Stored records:

PR #9689, opened 2019-03-15
Update index.js

ikatun:
I'm working on a babel plugin to support decorators which emit metadata and I need to keep imports of classes which are stripped by this function.

Also, this might be useful to people who import a class for both side effects and to a type reference.

| Fixed Issues?            | `No issue reported` 
| Patch: Bug Fix?          |
| Minor: New Feature?      | New Feature
| Documentation PR Link    | 

### DIFF
--- a/packages/babel-plugin-transform-typescript/src/index.js
+++ b/packages/babel-plugin-transform-typescript/src/index.js
@@ -22,7 +22,7 @@ interface State {
 
 const PARSED_PARAMS = new WeakSet();
 
-export default declare((api, { jsxPragma = "React" }) => {
+export default declare((api, { jsxPragma = "React", keepAllImports: false }) => {
   api.assertVersion(7);
 
   const JSX_ANNOTATION_REGEX = /\*?\s*@jsx\s+([^\s]+)/;
@@ -53,7 +53,7 @@ export default declare((api, { jsxPragma = "React" }) => {
 
         // remove type imports
         for (const stmt of path.get("body")) {
-          if (t.isImportDeclaration(stmt)) {
+          if (!keepAllImports && t.isImportDeclaration(stmt)) {
             // Note: this will allow both `import { } from "m"` and `import "m";`.
             // In TypeScript, the former would be elided.
             if (stmt.node.specifiers.length === 0) {


packages/babel-plugin-transform-typescript/src/index.js
```diff
@@ -22,7 +22,7 @@ interface State {
 
 const PARSED_PARAMS = new WeakSet();
 
-export default declare((api, { jsxPragma = "React" }) => {
+export default declare((api, { jsxPragma = "React", keepAllImports: false }) => {
```
danez:
```suggestion
export default declare((api, { jsxPragma = "React", keepAllImports = false }) => {
```

nicolo-ribaudo:
> I'm working on a babel plugin to support decorators which emit metadata and I need to keep imports of classes which are stripped by this function.

Can you expand a bit? If your plugin is injecting some usage of the class, you should update the scope to mark it as used: the TS plugin won't remove it.

nicolo-ribaudo:
Ok, my idea doesn't work because type imports are removed before visiting any other node.
I'd prefer to modify the typescript plugin to remove imports on `Program:exit` (instead of `Program:enter`), and then you can do something like this in your plugin:

https://runkit.com/embed/63nqqxt8dfje

ikatun:
Thanks for the correction and an example about updating the scope. I didn't know you could do that :)

Could removing the imports on the Program:exit instead of enter cause breaking changes somewhere?
If not, when could the change be implemented?

As for the expanding part of your question, I want to switch from tsc to babel on a typescript project we're working in my company because babel is faster by a factor of 10. However, we're using https://github.com/typeorm/typeorm and https://github.com/19majkel94/type-graphql which rely heavily on runtime reflection so I've implemented a babel plugin to reproduce the exact same calls for `Refect.metadata` injected by tsc.
These calls to Reflect.metadata fail when imports for types used in them are removed.

nicolo-ribaudo:
> Could removing the imports on the Program:exit instead of enter cause breaking changes somewhere?

Yes and no.
The [`imports/elide-injected`](https://github.com/babel/babel/blob/a35e5a314ab533828d0988a2da824edb04fc8d3c/packages/babel-plugin-transform-typescript/test/fixtures/imports/elide-injected/) would probably fail: as you can see, it is adding to the scope the import statement but not its usage: https://github.com/babel/babel/blob/a35e5a314ab533828d0988a2da824edb04fc8d3c/packages/babel-plugin-transform-typescript/test/fixtures/imports/elide-injected/plugin.js#L19-L22

I think that it is a bug in that test plugin: when injecting a new node, the scope should be updated accordingly. It might work without updating it, but then you can't complain if another plugin relying on the scope breaks your output.

cc @jeysal

> If not, when could the change be implemented?

You should split the `Program` visitor in the TS plugin. Instead of
```js
Program(path, state) {
  // pragma stuff
  // imports stuff
}
```
it should be
```js
Program: {
  enter(path, state) {
    // pragma stuff
  },
  exit(path, state) {
    // imports stuff
  }
}
```

---

Until the TypeScript plugin is fixed (I'm not sure if it should be done in a patch release or in a major release), I suggest injecting the new references before letting the TS plugin visit `Program`: this will be a little slower than how it would be done after the fix, but it will have the same behavior.

https://runkit.com/nicolo-ribaudo/use-imports-elided-by-ts

I don't like the `keepAllImports` because it's not something that TypeScript does, and it seems like it is only here to workaround a bug in Babel rather than because of a real need.

jeysal:
@nicolo-ribaudo Thanks for notifying me. IIUC with the changes to `transform-typescript`, `elide-injected` would fail due to `transform-typescript` eliding the import at `Program.exit` because the missing scope update makes it look like it is unused. However, if we add an additional `crawl` (or `registerBinding`) to the test between L21 and L22, it will work properly again.

If this matches your understanding then I think it's fine to update the test accordingly. The plugin should indeed make sure to update the scope after L21, I just didn't think about that when I wrote the test since its purpose was to test the behavior between adding the import and referencing it.

Of course there's always a small chance of breakage, in this case e.g. for plugins trying to add references in `Program.exit` after `transform-typescript`, but IIUC at least it would not be considered breaking *because of* the `elide-injected` test.

ikatun:
Great, thanks @nicolo-ribaudo for explanations and code snippets, I'll use the suggested approach with seperate plugin to add those references. I suppose that plugins will run before presets so I'll be able to use `@babel/preset-typescript`.

I guess I can close this pull request then?

nicolo-ribaudo:
I have opened #9991 to fix https://github.com/babel/babel/pull/9689#issuecomment-473510963 in Babel 8.

PR #9692, opened 2019-03-15
Fix TSFunctionType visitors definition

### LINKED ISSUE #9691: TSFunctionType doesn't specify parameters as a visitor
## Bug Report

**Current Behavior**
When traversing a tree parsing for TypeScript syntax and hitting a `TSFunctionType` node, the `typeParameters` and `typeAnnotation` fields are correctly visited but the `parameters` field isn't. As a result visitors by default don't visit `foo` below:

**Input Code**
```js
var x: (foo) => void; // foo is never visited
```
```
module.exports = function() {
  return {
    visitor: {
      Identifier(path) {
        if (path.node.name == "foo") {
          // Never hit because it's nested within TSFunctionType.parameters
          path.node.name = "bar";
        }
      }
    }
  };
}
```

**Expected behavior/code**
It appears to be a bug in `babel-types/src/definitions/typescript.js` which omits `parameters` in the visitors list for `fnOrCtr`.

```js
{
  "plugins": ["syntax-typescript", "./plugin"]
}
```

**Environment**
- Babel version(s): v7.3.4
- Node/npm version: Node 8.10/npm 3.5.2
- OS: Windows 10

**Possible Solution**
Add `parameters` to `visitor` array in `fnOrCtr` (in [https://github.com/babel/babel/blob/master/packages/babel-types/src/definitions/typescript.js](typescript.js)).

penielse:
| Fixed Issues?            | Fixes #9691
| Patch: Bug Fix?          | Unsure what the convention here is - it is a bug fix but it can break existing transforms if they assume the incorrect behavior that `TSFunctionType.parameters` shouldn't be visited.
| Major: Breaking Change?  |
| Minor: New Feature?      |

When traversing a tree parsing for TypeScript syntax and hitting a `TSFunctionType` node, the `typeParameters` and `typeAnnotation` fields are correctly visited but the `parameters` field isn't. As a result visitors by default don't visit `foo` below:

```
var x: (foo) => void; // foo is never visited
```
```
module.exports = function() {
  return {
    visitor: {
      Identifier(path) {
        if (path.node.name == "foo") {
          // Never hit because it's nested within TSFunctionType.parameters
          path.node.name = "bar";
        }
      }
    }
  };
}
```

It appears to be a bug in babel-types/src/definitions/typescript.js which omits `parameters` in the visitors list for `fnOrCtr`. Fixed by adding it.

### DIFF
--- a/packages/babel-traverse/test/fixtures/regression/visit-tsfunctiontype-parameters/input.ts
+++ b/packages/babel-traverse/test/fixtures/regression/visit-tsfunctiontype-parameters/input.ts
@@ -1,0 +1,1 @@
+let x: (number) => void;
--- a/packages/babel-traverse/test/fixtures/regression/visit-tsfunctiontype-parameters/options.json
+++ b/packages/babel-traverse/test/fixtures/regression/visit-tsfunctiontype-parameters/options.json
@@ -1,0 +1,3 @@
+{
+  "plugins": ["syntax-typescript", "./plugin"]
+}
--- a/packages/babel-traverse/test/fixtures/regression/visit-tsfunctiontype-parameters/output.js
+++ b/packages/babel-traverse/test/fixtures/regression/visit-tsfunctiontype-parameters/output.js
@@ -1,0 +1,1 @@
+let x: (string) => void;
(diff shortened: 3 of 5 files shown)


nicolo-ribaudo:
Yead I'd consider this a bug fix.

Issue #8172, opened 2018-06-15
TypeScript abstract classes break decorators, abstract keyword remains in compiled code


AlexanderOMara:
Bug report.

I wasn't sure if I should open a new bug or not, but I previously created [a bug report about how Babel was unable to compile decorators on TypeScript abstract classes](https://github.com/babel/babel/issues/7837). Since that update has been released, today I tried it out, and while it now compiles the code, it doesn't quite work due to it leaving the `abstract` keyword in the compiled code.

### Input Code
[GitHub Gist with all code](https://gist.github.com/AlexanderOMara/9301d66ac9f147a1940432f835318fbb).

```js
function decorate() {
	return (Class: Function) => {
		console.log(Class);
	};
}

@decorate()
abstract class Test extends Object {
	constructor() {
		super();
	}
}
```

### Babel/Babylon Configuration (.babelrc, package.json, cli command)

```js
{
	"presets": [
		["@babel/preset-env", {
			"modules": "commonjs",
			"targets": {
				"node": "10"
			}
		}],
		["@babel/preset-typescript"]
	],
	"plugins": [
		["@babel/plugin-proposal-decorators", {
			"legacy": true
		}]
	]
}
```

### Expected Behavior
Expect this code to compile to valid code successfully, like it does when using the official TypeScript compiler.

### Current Behavior

Attempting to run the code produces a syntax error:

```
$ node index.js
.../index.js:11
let Test = (_dec = decorate(), _dec(_class = abstract class Test extends Object {
                                             ^^^^^^^^

SyntaxError: missing ) after argument list
    at new Script (vm.js:74:7)
    at createScript (vm.js:246:10)
    at Object.runInThisContext (vm.js:298:10)
    at Module._compile (internal/modules/cjs/loader.js:670:28)
    at Object.Module._extensions..js (internal/modules/cjs/loader.js:713:10)
    at Module.load (internal/modules/cjs/loader.js:612:32)
    at tryModuleLoad (internal/modules/cjs/loader.js:551:12)
    at Function.Module._load (internal/modules/cjs/loader.js:543:3)
    at Function.Module.runMain (internal/modules/cjs/loader.js:744:10)
    at startup (internal/bootstrap/node.js:238:19)
```

### Possible Solution
N/A

### Context
Just trying to use decorators on abstract classes, which should be possible in TypeScript.

### Your Environment

| software         | version(s)
| ---------------- | -------
| Babel            |  7.0.0-beta.51
| node             | v10.4.0
[...]

PR #9693, opened 2019-03-15
[plugin-transform-typescript] Fix transpiling of TS abstract classes with decorators 

agoldis:
| Fixed Issues?            | https://github.com/babel/babel/issues/8172
| Tests Added + Pass?      | Added, not passing 😞
| Documentation PR Link    | 

When `["@babel/plugin-proposal-decorators", { "legacy": true }]` and `@babel/preset-typescript` plugins are in use, using decorators with or within Typescript abstract classes causes generation of wrong syntax and preserves non-JS compliant `abstract` specification for class.

E.g. of code:

```typescript
export default abstract class SyncableEntity {
  @observable id: string;
}
```

becomes:
```javascript
let SyncableEntity = (_class = (_temp = abstract class SyncableEntity {
    _initializerDefineProperty(this, "id", _descriptor, this);
    // ...
}
```

This PR resolves it this issue by removing `abstract` property from `Class` visitor of `@babel/plugin-transform-typescript`.

I am having a trouble with tests, though - used in [test](https://github.com/babel/babel/pull/9693/files#diff-fac3cd7bf646c91b08f78aa272cd4a72R1) syntax is not accepted by parser:

```typescript
var foo = abstract class Foo {}
```

I get `BABEL_PARSE_ERROR`. Please help!

### DIFF
--- a/packages/babel-plugin-transform-typescript/src/index.js
+++ b/packages/babel-plugin-transform-typescript/src/index.js
@@ -137,7 +137,6 @@ export default declare((api, { jsxPragma = "React" }) => {
           path.remove();
           return;
         }
-        if (node.abstract) node.abstract = null;
       },
 
       Class(path) {
@@ -146,6 +145,7 @@ export default declare((api, { jsxPragma = "React" }) => {
         if (node.typeParameters) node.typeParameters = null;
         if (node.superTypeParameters) node.superTypeParameters = null;
         if (node.implements) node.implements = null;
+        if (node.abstract) node.abstract = null;
 
         // Similar to the logic in `transform-flow-strip-types`, we need to
         // handle `TSParameterProperty` and `ClassProperty` here because the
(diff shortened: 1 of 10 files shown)


nicolo-ribaudo:
> I am having a trouble with tests, though - used in [test](https://github.com/babel/babel/pull/9693/files#diff-fac3cd7bf646c91b08f78aa272cd4a72R1) syntax is not accepted by parser:
>
> ```typescript
> var foo = abstract class Foo {}
> ```
>
> I get `BABEL_PARSE_ERROR`. Please help! 

That throws because it isn't valid typescript :stuck_out_tongue: You'll need to generate that code using a custom plugin in your test, similarly to what has been done in https://github.com/babel/babel/pull/9692

agoldis:
😀 so silly! Thanks  @nicolo-ribaudo!

agoldis:
@nicolo-ribaudo I've decided to not introduce a test with invalid TS syntax - instead I have added few tests with actual `["@babel/plugin-proposal-decorators", { "legacy": true }]` usage, as already appears at https://github.com/babel/babel/tree/master/packages/babel-plugin-transform-typescript/test/fixtures/imports/parameter-decorators

PR #9697, opened 2019-03-17
Correctly preserve reference to array in for-of loop

danez:
| Q                        | A 
| ------------------------ | ---
| Fixed Issues?            | Fixes #9696 Fixes #8913 Fixes #8920
| Patch: Bug Fix?          | y
| Major: Breaking Change?  | n
| Minor: New Feature?      | n
| Tests Added + Pass?      | Yes
| Documentation PR Link    | 
| Any Dependency Changes?  |
| License                  | MIT

This change ensures that the reference to an array inside the header of an for-of loop cannot be unset.

PR #9698, opened 2019-03-18
Move array reference into `for` head initializer

danez:
| Fixed Issues?            | 
| Patch: Bug Fix?          |n
| Major: Breaking Change?  |n
| Minor: New Feature?      |n
| Documentation PR Link    | 
| Any Dependency Changes?  |

This moves the reference to the array of an for..of loop into the initializer of the transpiled for loop. Ass recommended in #9697

No functional change only moving the variable around.

### DIFF
--- a/packages/babel-plugin-transform-for-of/src/index.js
+++ b/packages/babel-plugin-transform-for-of/src/index.js
@@ -119,7 +119,7 @@ export default declare((api, options) => {
   function _ForOfStatementArray(path) {
     const { node, scope } = path;
 
-    const right = t.identifier(scope.generateUid("arr"));
+    const right = scope.generateUidIdentifierBasedOnNode(node.right, "arr");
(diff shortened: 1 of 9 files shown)


packages/babel-plugin-transform-for-of/src/index.js
```diff
@@ -119,20 +119,14 @@ export default declare((api, options) => {
...
 
-    const uid = scope.generateUid("arr");
-    const nodes = [
-      t.variableDeclaration("var", [
-        t.variableDeclarator(t.identifier(uid), node.right),
-      ]),
-    ];
-    const right = t.identifier(uid);
-
+    const right = t.identifier(scope.generateUid("arr"));
```
jridgewell: Nit:
```suggestion
    const right = scope.generateUidIdentifierBasedOnNode(node.right, "arr");
```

### WORK INSTRUCTIONS:
Search the records for the word "json". Copy every line that has it.

### OUTPUT:
--- a/packages/babel-traverse/test/fixtures/regression/visit-tsfunctiontype-parameters/options.json
+++ b/packages/babel-traverse/test/fixtures/regression/visit-tsfunctiontype-parameters/options.json
### Babel/Babylon Configuration (.babelrc, package.json, cli command)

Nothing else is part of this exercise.